Donor liver natural killer cells ameliorate liver allograft rejection via inducing apoptosis of alloreactive CD8+ T cells generating CD4+CD25+ regulatory T cells

Abstract

The roles of donor liver natural killer (NK) cells in allogeneic liver transplantation remains controversial. Herein, we investigated the effects of liver NK cells on liver allograft tolerance by using liver NK cells and allogeneic spleen T cell co-culture in vitro experiments and the rat orthotopic liver transplantation model. CD8⁺ T cells exhibited higher apoptotic rate and up-regulated expression of CD95 molecules when co-cultured with allogeneic liver NK cells in vitro, indicating that liver NK cells might induce the apoptosis of CD8⁺ T cells via CD95 in vitro.

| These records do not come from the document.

PR #680, opened 2020-07-08
Service standards legend

GarvinH:
Filter service standards by status.

image

image

### DIFF
--- a/client/src/panels/panel_declarations/services/single_service_panels/service_standards.js
+++ b/client/src/panels/panel_declarations/services/single_service_panels/service_standards.js
@@ -145,7 +145,7 @@ export class ServiceStandards extends React.Component {
               : { is_target_met: false }
           )
         : data;
-    console.log(data);
+
     return (
       <Panel title={text_maker("service_standards_title")}>
         <TM className="medium_panel_text" k="service_standards_text" />
--- a/client/src/panels/panel_declarations/services/single_service_panels/service_standards.js
+++ b/client/src/panels/panel_declarations/services/single_service_panels/service_standards.js
@@ -15,11 +15,13 @@ const color_scale = d3
   .domain(["standard_met", "standard_not_met"])
   .range(_.take(newIBCategoryColors, 2));
 
+const standard_statuses = ["met", "not_met"];
+
 export class ServiceStandards extends React.Component {
   constructor(props) {
     super(props);
     this.state = {
-      active_list: [],
+      active_list: standard_statuses,
     };
   }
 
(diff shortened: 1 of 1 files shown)


client/src/panels/panel_declarations/services/single_service_panels/service_standards.js
```diff
@@ -85,10 +95,81 @@ export class ServiceStandards extends React.Component {
...
+              <span className="link-unstyled" tabIndex={0} aria-hidden="true">
+                {result_simple_statuses[status_key].text}
+              </span>
+            ) : (
+              result_simple_statuses[status_key].text
+            ),
+            icon: large_icons[status_key],
+          }))}
+          item_component_order={["count", "icon", "text"]}
+          click_callback={(status_key) => toggle_active_status_key(status_key)}
```
ktw1016, line 169: you should be able to directly call `setState` in here

client/src/panels/panel_declarations/services/single_service_panels/service_standards.js
```diff
@@ -85,10 +95,81 @@ export class ServiceStandards extends React.Component {
...
+          width={41}
+          vertical_align={"0em"}
+          alternate_color={false}
+          inline={false}
+        />
+      ),
+    };
+
+    const filtered_data =
+      active_list.length == 1
```
ktw1016, line 140: Just heads up, we want to use `===`

GarvinH:
image

The changes seem to make the eyes appear by default now, when on the results page it doesn't. Not that important but I thought I'd bring it up anyways.

client/src/panels/panel_declarations/services/single_service_panels/service_standards.js
```diff
@@ -85,10 +97,76 @@ export class ServiceStandards extends React.Component {
...
+    );
+
     return (
       <Panel title={text_maker("service_standards_title")}>
         <TM className="medium_panel_text" k="service_standards_text" />
-        <DisplayTable data={data} column_configs={column_configs} />
+        <FilterTable
+          items={_.map(standard_statuses, (status_key) => ({
+            key: status_key,
+            count: status_key === "met" ? num_met : data.length - num_met,
```
ktw1016, line 148: Just a super minor thing because I'm not a big fan of this ternary

How about making `num_met` to a function like `get_status_sum` where it takes an argument `is_status_met`, pass in `status_key==="met"`, and I think you should be able to compare `is_status_met` with `is_target_met` to calculate separate sum for "met" and "not_met"

it's really not much different but I think that's slightly more accurate way to do it without this ternary where you do `data.length - num_met`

The rat liver transplant model showed that recipients with donor liver NK cell immunity, had better survival, less damage, and higher apoptotic rate of intrahepatic infiltrating lymphocytes in liver grafts, as well as higher level of peripheral CD4⁺CD25⁺ T cells and lower level of peripheral CD3⁺CD8⁺ T cells. These findings indicate that donor liver NK cells can ameliorate allograft rejection via inducing the CD95-mediated apoptosis of alloreactive CD8⁺ T cells and the generating of CD4⁺CD25⁺ regulatory T cells.

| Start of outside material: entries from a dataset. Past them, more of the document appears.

PR #684, opened 2020-07-13
Show Chart axis when selected on none

### LINKED ISSUE #607: Try and show chart axis even if all items are disabled
We previously stopped users from de-selecting all items in a graph, but it's now possible with the new select all/none legend controls on certain graphs. Can lead to broken looking panels.

Big white space left where the graph would be,  example from a mobile layout (better than the space collapsing in, worse than there still being something there):
image

Probably a fair bit of work, potentially hacking around how nivo works. Might be able to make it more straightforward to achieve this in the process of doing #599, if I plan for it while standardizing the wrapped nivo component APIs.

GarvinH:
closes #607 

image

image

### DIFF
--- a/client/src/panels/panel_declarations/finances/sobj/spend_by_so_hist.js
+++ b/client/src/panels/panel_declarations/finances/sobj/spend_by_so_hist.js
@@ -114,6 +114,7 @@ class SobjLine extends React.Component {
             raw_data={[max_y]}
             enableDots={false}
             lineWidth={0}
+            isInteractive={false}
             margin={{
               top: 10,
               right: 30,
--- a/client/src/panels/panel_declarations/finances/sobj/spend_by_so_hist.js
+++ b/client/src/panels/panel_declarations/finances/sobj/spend_by_so_hist.js
@@ -135,23 +135,8 @@ class SobjLine extends React.Component {
       } else {
         return (
           <NivoResponsiveLine
-            data={
-              !_.isEmpty(spending_data.reverse())
-                ? spending_data.reverse()
-                : [
-                    {
-                      id: "none",
-                      data: [
-                        { x: "2014-2015", y: 7000000000 },
-                        { x: "2015-2016", y: 6000000000 },
-                        { x: "2016-2017", y: 7000000000 },
-                        { x: "2017-2018", y: 7000000000 },
-                        { x: "2018-2019", y: 0 },
-                      ],
-                    },
-                  ]
-            }
-            raw_data={!_.isEmpty(raw_data) ? raw_data : [7000000000]}
+            data={spending_data.reverse()}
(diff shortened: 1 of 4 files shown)


Stephen-ONeil:
Did you look in to disabling tooltips while in none mode? Right now, there's a tooltip for the hidden line, which will be pretty confusing for users (they'll think it is a bug, which makes it a bug).

GarvinH:
Whoops I forgot to remove that earlier. Thanks!

client/src/panels/panel_declarations/finances/sobj/spend_by_so_hist.js
```diff
@@ -87,6 +95,66 @@ class SobjLine extends React.Component {
         .value(),
     };
 
+    const get_line_graph = (() => {
+      if (_.isEmpty(spending_data) && _.isEmpty(raw_data)) {
+        const max_y = _.max(_.map(data, (obj) => _.max(obj.data)));
```
ktw1016, line 100: I think this would be cleaner in a chain like this:
```       
 _.chain(data)
  .map((row) => _.max(row.data))
  .max()
  .value()
```

client/src/panels/panel_declarations/finances/sobj/spend_by_so_hist.js
```diff
@@ -87,6 +95,66 @@ class SobjLine extends React.Component {
         .value(),
     };
 
+    const get_line_graph = (() => {
+      if (_.isEmpty(spending_data) && _.isEmpty(raw_data)) {
```
ktw1016, line 99: Hmm, how about having one variable as Nivo props so that you can get rid of redundant props passing and if statements? This would go for same on other files

```
const is_data_empty = _.isEmpty(spending_data) && _.isEmpty(raw_data);
const empty_data_nivo_props = is_data_empty && { // props that are only for empty data
data: ...,
raw_data: ....
enableDots: ...,
},
const nivo_props = { // props for both regular data and empty data
data: ...,
raw_data:...,
margin:...,
graph_height:...,
...empty_data_nivo_props,
}
```
and then straight in render function,
`<NivoResponsiveLine {...nivo_props} />`

client/src/panels/panel_declarations/finances/transfer_payments/historical_g_and_c.js
```diff
@@ -192,25 +192,39 @@ class DetailedHistTPItems extends React.Component {
       .fromPairs()
       .value();
 
+    const max_value = _.max(
+      _.flatten(_.map(prepped_rows, (row) => _.map(exp_years, (yr) => row[yr])))
```
ktw1016, line 196: This can probably be written in `chain` like above

PR #689, opened 2020-07-16
fix planning_years to include pa_last_year_planned if DPs are tabled …

ktw1016:
…but DRRs not tabled

Check out if these look okay: `crso_by_prog_exp` and `dp_rev_split`

### DIFF
--- a/client/src/panels/panel_declarations/finances/welcome_mat/welcome_mat_exp_program_spending.js
+++ b/client/src/panels/panel_declarations/finances/welcome_mat/welcome_mat_exp_program_spending.js
@@ -12,7 +12,7 @@ import {
   Table,
 } from "../../shared.js";
 
-const { std_years, planning_years } = year_templates;
+const { std_years, correct_planning_years } = year_templates;
 const exp_cols = _.map(std_years, (yr) => `${yr}exp`);
 
 const calculate = (type, subject) => {
@@ -30,7 +30,7 @@ const calculate = (type, subject) => {
     type != "hist" ? programSpending.q(query_subject) : null;
   const progSpending =
     qProgSpending && subject.has_planned_spending
-      ? qProgSpending.sum(planning_years, { as_object: false })
+      ? qProgSpending.sum(correct_planning_years, { as_object: false })
       : null;
 
   return { exp, progSpending };
@@ -59,7 +59,7 @@ export const format_and_get_exp_program_spending = (type, subject) => {
   ];
 
   const history_ticks = _.map(std_years, run_template);
-  const plan_ticks = _.map(planning_years, run_template);
+  const plan_ticks = _.map(correct_planning_years, run_template);
 
   const gap_year =
     (subject.has_planned_spending && actual_to_planned_gap_year) || null;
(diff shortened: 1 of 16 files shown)


server/src/models/finances/constants.js
```diff
@@ -1,18 +1,18 @@
 import _ from "lodash";
 import {
   public_account_years,
-  planning_years,
+  correct_planning_years,
```
ktw1016, line 4: Nothing in this file is used anyways. Is this safe to delete?

server/src/models/constants.js
```diff
@@ -8,7 +8,7 @@ export const public_account_years = [
   "pa_last_year",
 ];
 
-export const planning_years = [
+export const correct_planning_years = [
```
ktw1016, line 11: Same thing for this. It seems like this is not being used anywhere

server/src/models/constants.js
```diff
@@ -8,12 +8,6 @@ export const public_account_years = [
   "pa_last_year",
 ];
 
-export const planning_years = [
-  "planning_year_1",
-  "planning_year_2",
-  "planning_year_3",
-];
-
```
ktw1016, line 16: Not in use anywheres either

server/src/models/finances/constants.js
Stephen-ONeil: I think that's more because the finance section of the API is old/unfinished, since we haven't decided to move to it yet. In theory this stuff would be used eventually, better to keep it around/up to date maybe.

client/src/panels/panel_declarations/finances/welcome_mat/welcome_mat_exp_program_spending.js
```diff
@@ -134,7 +135,7 @@ export const format_and_get_exp_program_spending = (type, subject) => {
         return tick === _.first(plan_ticks) || tick === _.last(plan_ticks);
       } else {
         return (
-          tick === gap_year ||
+          tick === _.nth(all_ticks, _.round(all_ticks.length / 2)) ||
```
Stephen-ONeil, line 138: This'll break if the number of history/planned years changes. Why the change?

ktw1016: Because ticks look a bit bare empty with too few tick labels rendered. I'm simply rendering an additional tick label in the middle. How will this break?

ktw1016:
Not all `planning_years` were replaced because `pa_last_year_planned` doesn't have _rev, _spa, _gross in the data (maybe we should pull that data too?)

so cols need to be defined separately from just `planning_years` and also for that reason, `dp_rev_split` panel should use `planning_years`

Stephen-ONeil:
Hmm, that's annoying. Maybe `extended_planning_years` would be a good name then. `correct_planning_years` is off, because their correctness depends on context (correct for an FTE/spending panel, not correct for a planned revenue panel).

client/src/panels/panel_declarations/finances/welcome_mat/welcome_mat_exp_program_spending.js
Stephen-ONeil: Ah, I thought this was specifically trying to dynamically locate the gap year for some reason. So it's just making sure that the label for the middle tick always renders? Ok.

Keywords: Allograft rejection; CD4+CD25+T lymphocytes; Immunoregulation; Liver NK cells; Liver transplantation.

Fig. 1

Determination of apoptosis and CD95 expression in CD4⁺ and CD8⁺ T cells co-culture with NK cells. (A and B) Representative flow cytometry plots using Annexin V-FITC/PI staining for apoptosis in in CD4⁺ (A) and CD8⁺ (B) T cells. (C and D) Flow analyses of CD95 expression in CD4⁺ (C) and CD8⁺ (D) T cells. *: P < 0.5; two-tailed Student’s t-test.

Fig. 2

Measurement of cytokine levels in the culture supernatant. (A and B) ELISA analysis of IL-2, IL-4 and IL-10 levels in the culture media of CD4⁺ (A) and CD8⁺ (B) T cells co-culture with NK cells. *: P < 0.5; two-tailed Student’s t-test.

Fig. 3

Liver function tests and histological analysis in the recipients’ serum. (A)Kaplan-Meier curves for survival of recipient rats in each group. (B-E) The serum levels of ALP (B), bilirubin (C), ALT (D) and AST (E) were measured by ELISA. *: P < 0.05. (F) Representative hematoxylin-eosin images of the liver grafts on day 7 post-transplantation liver (original magnification, ×100). a-c: Representative liver sections of groups A, B and C. (G) The Banff Score of acute liver allograft rejection for liver grafts on days 1, 3 and 7 post-transplantation liver. 9 rats were used in each group. *: P < 0.5; two-tailed Student’s t-test.

Fig. 4

The phenotypic analysis of peripheral T cell subsets of recipients. (A and B) Flow cytometry analyses of percentage value of CD4⁺CD25⁺ (A) and CD3⁺CD8⁺ (B) T cells in peripheral blood. *: P < 0.5; two-tailed Student’s t-test. 9 rats were used in each group.

Fig. 5

Determination of apoptosis and CD95 expression in the liver grafts. (A) TUNLE staining of liver grafts sections. The cells staining brown were judged as being TUNEL (+). (B) Immunohistochemistry images of CD95 protein expression in liver grafts sections. (original magnification, ×200). 9 rats were used in each group.

Fig. 6

Examination of cytokines in recipients’ liver grafts extracts. ELISA analysis of IL-2, IFN-γ, IL-4 and IL-10 levels in the liver graft extracts in group A, B, and C. *: P < 0.5; two-tailed Student’s t-test.